SummerStage Series: Trombone Shorty’s Voodoo Threuxdown in Central Park

Trombone Shorty brought a little bit of New Orleans to Central Park’s SummerStage on a Wednesday in August. The four act, review is touring to celebrate New Orleans 300th anniversary. The review brought the party, and high energy created by the cities musicians and it also brought the heat. I mean HEAT! At show time the temperature was close to 90 degrees and humid. If you closed your eyes you literally felt as though you were in New Orleans.

The show started promptly at 6 with the New Breed Brass Band. The bands mix of funk, rock, hip hop, and jazz got everyone dancing. The seven member New Orleans brass band played a tight 20 minute nonstop set that primed the incoming sold out crowd.

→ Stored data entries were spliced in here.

PR #336, opened 2019-12-03
Add set_queue_options powerup

rkingsbury:
## Summary

Added a powerup that allows the `walltime`, `time_min`, and `qos` queue submission options to be modified on a per-workflow basis. 

I did not make the powerup general (e.g., able to include arbitrary `SBATCH` arguments like number of nodes) because those changes would also require modification of the FWorker.

Tested and confirmed working on the Cori KNL queue. I'll note that I have only tested single-firework workflows.

### DIFF
--- a/atomate/vasp/powerups.py
+++ b/atomate/vasp/powerups.py
@@ -293,7 +293,41 @@ def clear_modify(original_wf, fw_name_constraint=None):
         original_wf.fws[idx_fw].tasks.pop(idx_t)
     return original_wf
 
+def set_queue_options(original_wf, walltime=None,time_min=None,qos=None, 
+                          fw_name_constraint=None, task_name_constraint=None):
+    """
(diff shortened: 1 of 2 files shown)


atomate/vasp/powerups.py
```diff
@@ -286,16 +352,68 @@ def clear_modify(original_wf, fw_name_constraint=None):
...
+    walltime=None,
+    time_min=None,
+    qos=None,
+    fw_name_constraint=None,
+    task_name_constraint=None,
+):
+    """
+    Modify queue submission parameters of Fireworks in a Workflow. 
+    
+    This powerup overrides paramters in the qadapter file by setting values in the 'queueadapter' key of a Firework spec. For example, the walltime
```
utf: Can you make your docstrings compatible with PEP8 (i.e., line length)

utf:
Thanks!

PR #349, opened 2019-12-17
Magnetism bug fix

mkhorton:
## Summary

A bad commit crept into master in the magnetism workflow; my apologies for that. This fixes the issue.


mkhorton:
(I think it was missed because the magnetism tests might be skipped by CI if enumlib isn't installed.)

The second act was New Orleans’ veteran Preservation Hall Brass Band. Ben Jaffe, the band’s creative director guided the band through a rousing set. Their forty minute set commenced with “Go To New Orleans”. Guest trumpet player Kermit Ruffin joined the band for a lively “Lil Liza Jane.” By the time the band climaxed with “That’s It” the bulk of the crowd was up dancing, waving their arms, and clapping their hands.

Next came the jazz-funk jam band Galactic. By this time the crowd was primed. The heat and the alcohol began to take its toll on a few of the overly enthusiastic members of the crowd. During the opening number “Baker’s Dozen” guitarist Jeff Raines seemed a bit distracted with the medical team aiding some members of the crowd. Vocalist Erica Falls was introduced by saxophonist Ben Ellman and belted out three songs including “Dolla Diva.” Walter Wolfman Washington played one number with the band. It was a treat to hear Washington accompanied by a horn section. Erica Falls reappeared and ended the set with the Pointer Sister’s cover “Going Down Slowly.”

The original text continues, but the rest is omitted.